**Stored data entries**

:::

PR #5542, opened 2025-01-31
templater: add pad_center template function

### LINKED ISSUE #5066: FR: Add `pad_center` template function

Similar to the other issue I recently raised, I'm currently working through the surface-level features of `jj` to see if I can bring things in line with my git setup.

It does not seem possible to align text to the center of a column in the log output at the moment. Git has support for this via:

:::

**WHAT IS REQUIRED**
Would you set the entries down again, exactly as they were written?

**EXPECTED ANSWER**
PR #5542, opened 2025-01-31
templater: add pad_center template function

### LINKED ISSUE #5066: FR: Add `pad_center` template function

Similar to the other issue I recently raised, I'm currently working through the surface-level features of `jj` to see if I can bring things in line with my git setup.

It does not seem possible to align text to the center of a column in the log output at the moment. Git has support for this via:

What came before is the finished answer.